**Material for this task**.
PR #120, opened 2023-09-28
[ASSIST-331]: Dashboard: Loading Enhancements

danharrin:
This is the first stage of identifying a possible performance issue on the staging server. Debugbar will help us identify any slow database queries or Livewire components which could affect the dashboard.

To clarify: this does not introduce any loading enhancement fixes, the ticket should be moved from "blocked" to "in progress" when this is merged.

### DIFF
--- a/.env.example
+++ b/.env.example
@@ -122,3 +122,5 @@ AZURE_OPEN_AI_ENABLE_TEST_MODE=true
 
 # A comma separated list of emails that will be seeded as internal users
 DEMO_INTERNAL_USER_EMAILS=
+
+DEBUGBAR_ENABLED=false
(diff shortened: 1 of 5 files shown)


.env.example
```diff
@@ -122,3 +122,5 @@ AZURE_OPEN_AI_ENABLE_TEST_MODE=true
 
 # A comma separated list of emails that will be seeded as internal users
 DEMO_INTERNAL_USER_EMAILS=
+
+DEBUGBAR_ENABLED=false
```
danharrin, line 126: Added to ensure that development environments are not slowed when debugbar is not being used

config/debugbar.php
danharrin, line 1: This config file has been published in order to disable the `views` collector, which is notoriously slow

Orrison (approved):

PR #121, opened 2023-09-29
[ASSIST-463] Implement Interaction Importer

Orrison:
https://engage.canyongbs.com/workgroups/group/3/tasks/task/view/463/


app-modules/interaction/src/Imports/InteractionsImporter.php
```diff
@@ -0,0 +1,202 @@
...
+                        };
+                    },
+                )
+                ->requiredMapping()
+                ->rules(
+                    [
+                        'starts_with:prospect:,student:',
+                    ]
+                )
+                ->example(fn (): string => 'student:' . Student::query()->value('email') ?? fake()->safeEmail()),
```
mxm1070, line 59: I believe this will fail in production because `composer install --no-dev` will not install faker.

mxm1070 (approved):

PR #653, opened 2024-04-09
[ADVAPP-482]: Introduce ability to import a list of users

dgoetzit:
### Ticket(s) or GitHub Issue

- https://canyongbs.atlassian.net/browse/ADVAPP-482

### Technical Description

> This PR introduces the ability to import a list of users via Filament import functionality.

> Yes - we will need to ensure that we run the Roles and Permissions sync process so that the `user.import` permission is added and available. 

### DIFF
--- a/app/Filament/Imports/UserImporter.php
+++ b/app/Filament/Imports/UserImporter.php
@@ -1,5 +1,39 @@
 <?php
 
+/*
+<COPYRIGHT>
+
+    Copyright © 2016-2024, Canyon GBS LLC. All rights reserved.
+
+    Advising App™ is licensed under the Elastic License 2.0. For more details,
+    see https://github.com/canyongbs/advisingapp/blob/main/LICENSE.
+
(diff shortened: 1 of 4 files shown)


app/Filament/Imports/UserImporter.php
```diff
@@ -0,0 +1,106 @@
...
+                ->requiredMapping()
+                ->example('Jonathan Smith'),
+            ImportColumn::make('email')
+                ->rules(['required', 'email'])
+                ->requiredMapping()
+                ->example('johnsmith@gmail.com'),
+            ImportColumn::make('job_title')
+                ->rules(['required'])
+                ->requiredMapping()
+                ->example('12345'),
```
Orrison, line 63: A better example here might be like "Advisor"

Orrison (changes requested):
Looks great. Just one small nit.

Orrison (approved):

PR #675, opened 2024-04-16
[ADVAPP-367]: AI chat history sometimes presents out of order

dgoetzit:
### Ticket(s) or GitHub Issue

- https://canyongbs.atlassian.net/browse/ADVAPP-367

### Technical Description

> This PR preserves the initial message creation time in the ChatMessage DTO, so that the chat message order is correct upon saving.

> No

### DIFF
--- a/app-modules/assistant/src/Filament/Pages/PersonalAssistant.php
+++ b/app-modules/assistant/src/Filament/Pages/PersonalAssistant.php
@@ -844,7 +844,7 @@ class PersonalAssistant extends Page
             message_id: $messageId,
             message: $message,
             from: $from,
-            created_at: now()
+            created_at: now(),
         );
     }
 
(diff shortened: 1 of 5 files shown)


app-modules/assistant/src/Filament/Pages/PersonalAssistant.php
```diff
@@ -842,6 +844,7 @@ protected function setMessage(string $message, AIChatMessageFrom $from, string $
             message_id: $messageId,
             message: $message,
             from: $from,
+            created_at: now()
```
danharrin, line 847:
```suggestion
            created_at: now(),
```

danharrin: I wonder if we can enable trailing comma enforcement in Pint

dgoetzit: I would think the `trailing_comma_in_multiline` rule should enforce that since it mentions "parameters list" as a case where multiline expressions must have a trailing comma, but it doesn't seem to 🤷

danharrin (approved):
There are a few other missing commas but honestly not really something that we should spend time fixing, maybe just create a new ticket to investigate the lack of CS fixer action?

PR #696, opened 2024-04-30
[ADVAPP-511]: Introduce Creation of Custom Assistants

danharrin:
### Ticket(s) or GitHub Issue

- https://canyongbs.atlassian.net/browse/ADVAPP-511

### Technical Description

Assistant chats are now associated with an assistant, if the feature has been migrated. If an assistant hasn't been associated, the default assistant is attached automatically for backwards compatibility.

When switching between chats, the current assistant is swapped so the AI understands how to respond based on the instructions.

When assistants are created and updated, those updates are reflected to the Azure API through an observer.


app-modules/assistant/database/migrations/2024_04_23_123415_create_ai_assistants_table.php
```diff
@@ -0,0 +1,84 @@
...
+
+            $table->timestamps();
+            $table->softDeletes();
+        });
+
+        Schema::table('assistant_chats', function (Blueprint $table) {
+            $table->foreignUuid('ai_assistant_id')->nullable()->constrained('ai_assistants');
+        });
+
+        Feature::activate('custom-ai-assistants');
```
Orrison, line 63: Schema migrations should only contain schema migrations. Any data migration including feature activation or purging should be moved to a separate data migration.

app-modules/assistant/src/Actions/CreateCustomAiAssistant.php
```diff
@@ -0,0 +1,63 @@
...
+    public function __construct(
+        private AiChatClient $ai
+    ) {}
+
+    public function create(AiAssistant $assistant): AiAssistant
+    {
+        $clientAssistantId = resolve(CreateAiAssistant::class)->from(
+            name: $assistant->name,
+            description: $assistant->description,
+            // Maximum length is 32768 characters - needs to be enforced
```
Orrison, line 53: Please create a ticket in the backlog for this and remove the comment.

app-modules/assistant/src/Actions/CreateDefaultInsitutionAiAssistant.php
```diff
@@ -0,0 +1,89 @@
...
+namespace AdvisingApp\Assistant\Actions;
+
+use App\Models\Tenant;
+use Laravel\Pennant\Feature;
+use AdvisingApp\Assistant\Models\AiAssistant;
+use AdvisingApp\Assistant\Enums\AiAssistantType;
+use AdvisingApp\IntegrationAI\Settings\AISettings;
+use AdvisingApp\IntegrationAI\Client\Contracts\AiChatClient;
+
+class CreateDefaultInsitutionAiAssistant
```
Orrison, line 46:
```suggestion
class CreateDefaultInstitutionAiAssistant
```

app-modules/assistant/src/Actions/CreateDefaultInsitutionAiAssistant.php
```diff
@@ -0,0 +1,89 @@
...
+        private AiChatClient $ai
+    ) {}
+
+    public function create()
+    {
+        $tenant = Tenant::current();
+
+        $settings = resolve(AISettings::class);
+
+        // TODO Update to reflect desired institutional defaults
```
Orrison, line 58: Can you explain this one a little more? Is this functionality we are losing or some functionality we want to suggest to Product?

Regardless we should move it to a backlog item.

app-modules/assistant/src/Actions/GetAiAssistantId.php
```diff
@@ -0,0 +1,54 @@
...
+*/
+
+namespace AdvisingApp\Assistant\Actions;
+
+use App\Enums\Feature;
+use Illuminate\Support\Facades\Gate;
+use AdvisingApp\Assistant\Models\AiAssistant;
+use AdvisingApp\IntegrationAI\Settings\AISettings;
+
+class GetAiAssistantId
```
Orrison, line 44: So this always returns the tenant default AssistantId, right?

Is it expected to remain this way indefinitely? If so I propose changing the name to something like `GetDefaultAiAssistantId`

app-modules/assistant/src/Filament/Resources/AiAssistantResource/Forms/AiAssistantForm.php
```diff
@@ -0,0 +1,82 @@
...
+class AiAssistantForm
+{
+    public function form(Form $form): Form
+    {
+        return $form
+            ->schema([
+                SpatieMediaLibraryFileUpload::make('avatar')
+                    ->label('Avatar')
+                    ->disk('s3')
+                    ->collection('avatar')
```
Orrison, line 55: I don't see the `avatar` collection defined in the `AiAssistant` Model. Is this intentional / working?

app-modules/assistant/src/Observers/AiAssistantObserver.php
```diff
@@ -0,0 +1,63 @@
...
+use AdvisingApp\Assistant\Models\AiAssistant;
+use AdvisingApp\Assistant\Actions\UpdateAiAssistant;
+use AdvisingApp\Assistant\Actions\CreateCustomAiAssistant;
+use AdvisingApp\Assistant\DataTransferObjects\AiAssistantUpdateData;
+
+class AiAssistantObserver
+{
+    public function created(AiAssistant $assistant): void
+    {
+        resolve(CreateCustomAiAssistant::class)->create($assistant);
```
Orrison, line 48: Should we add a ticket to look into handling this if it fails?

As it stands, if this fails, we will be left with a created `AiAssitant` Model in our system, but not one that is created in external service

app-modules/assistant/src/Observers/AiAssistantObserver.php
```diff
@@ -0,0 +1,63 @@
...
+    {
+        resolve(UpdateAiAssistant::class)->from(
+            assistantId: $assistant->assistant_id,
+            data: new AiAssistantUpdateData(
+                name: $assistant->name,
+                description: $assistant->description,
+                instructions: "{$assistant->instructions} {$assistant->knowledge}",
+                model: $assistant->model,
+            )
+        );
```
Orrison, line 61: As above, if this fails, we will be left with an updated model in our system, but the assistant will not be updated in the external service.

Should we consider reversing the steps and doing these on updating and creating? To gracefully fail if it is not created or updated in the external service?

database/migrations/Concerns/CanModifySettings.php
```diff
@@ -0,0 +1,73 @@
...
+*/
+
+namespace Database\Migrations\Concerns;
+
+use Closure;
+use Illuminate\Support\Facades\DB;
+
+trait CanModifySettings
+{
+    public function updateSettings(string $group, string $name, Closure $modifyPayload, bool $isEncrypted = false): void
```
Orrison, line 44: What are your thoughts on how we could possibly make the `modifyPayload` argument safer for inferring the arguments passed?

Though this is a really simple example with only one argument and not something we need to tackle immediately, I would like to figure out an alternative or a better way to type hinting `Closure`.

Though it works, it feels like we should either add information in docs or a docblock or requires that the consumer read through the code of `updateSettings` to understand what arguments are expected to be provided. There is no type safety or help in defining the arguments of the Closure when using the API.

I don't think there is a native way to define `Closure` arguments in docblocks (which still isn't perfect as it can become out of date)
My other thought is to use something like an Interface or Abstract class instead of `Closure` but that just sounds like a mess having to define a whole new class every time you want to call a method.

Orrison (changes requested):
Great work, notes some items and it also looks like there are some small test failures.

Orrison (approved):

PR #702, opened 2024-05-02
[ADVAPP-288]: Ensure Twilio is enabled as a service before allowing related functionality

mxm1070:
### Ticket(s) or GitHub Issue

- https://canyongbs.atlassian.net/browse/ADVAPP-288

### Technical Description

>

Handle situations where the Twilio integration hasn't been configured or enabled.

>


app/GraphQL/Execution/IntegrationErrorHandler.php
Orrison, line 1: Is this because errors don't normally get reported in a GraphQL call?

config/local_development.php
```diff
@@ -38,4 +38,14 @@
...
         'email' => 'sampleadmin@advising.app',
     ],
+    'internal_users' => [
+        'emails' => env('DEMO_INTERNAL_USER_EMAILS') ? explode(',', env('DEMO_INTERNAL_USER_EMAILS')) : null,
+    ],
+    'twilio' => [
+        'account_sid' => env('TWILIO_ACCOUNT_SID'),
+        'auth_token' => env('TWILIO_AUTH_TOKEN'),
+        'from_number' => env('TWILIO_TEST_FROM_NUMBER', env('TWILIO_FROM_NUMBER', env('TWILIO_PHONE_NUMBER'))),
+        'to_number' => env('TWILIO_TEST_TO_NUMBER', env('TWILIO_TO_NUMBER')),
```
Orrison, line 48: What is the purpose of having these in a separate local development config? Do we have config for the twilio integration itself?

I expect that it make sense to not need to duplicate things like this. Local development settings really only need to be like `enable_test_sender` shouldn't it?

database/seeders/LocalDevelopmentSeeder.php
Orrison, line 1: Hmm, co-oping this InternalAdminUsersSeeder could be a little problematic. We would not really using it for local development in the past. But instead to seed internal Users in a new deployment so we could login and start setup.

app-modules/engagement/src/Enums/EngagementDeliveryMethod.php
```diff
@@ -46,8 +48,39 @@ enum EngagementDeliveryMethod: string implements HasLabel
...
+        };
+    }
+
+    public function getLabelForIntegrationState(): string
+    {
+        return $this->getCaseDisabled()
+            ? sprintf(
+                '%s (%s)',
+                $this->getLabel(),
+                IntegrationException::make(Integration::Twilio)->getMessage()
```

**Task item**.
Reproduce only the lines above, starting at the line with "- https://canyongbs.atlassian.net/browse/ADVAPP-367" and ending at the line with "danharrin: I wonder", exactly as written.

**Solution to the problem**.
- https://canyongbs.atlassian.net/browse/ADVAPP-367

### Technical Description

> This PR preserves the initial message creation time in the ChatMessage DTO, so that the chat message order is correct upon saving.

> No

### DIFF
--- a/app-modules/assistant/src/Filament/Pages/PersonalAssistant.php
+++ b/app-modules/assistant/src/Filament/Pages/PersonalAssistant.php
@@ -844,7 +844,7 @@ class PersonalAssistant extends Page
             message_id: $messageId,
             message: $message,
             from: $from,
-            created_at: now()
+            created_at: now(),
         );
     }
 
(diff shortened: 1 of 5 files shown)


app-modules/assistant/src/Filament/Pages/PersonalAssistant.php
```diff
@@ -842,6 +844,7 @@ protected function setMessage(string $message, AIChatMessageFrom $from, string $
             message_id: $messageId,
             message: $message,
             from: $from,
+            created_at: now()
```
danharrin, line 847:
```suggestion
            created_at: now(),
```

danharrin: I wonder if we can enable trailing comma enforcement in Pint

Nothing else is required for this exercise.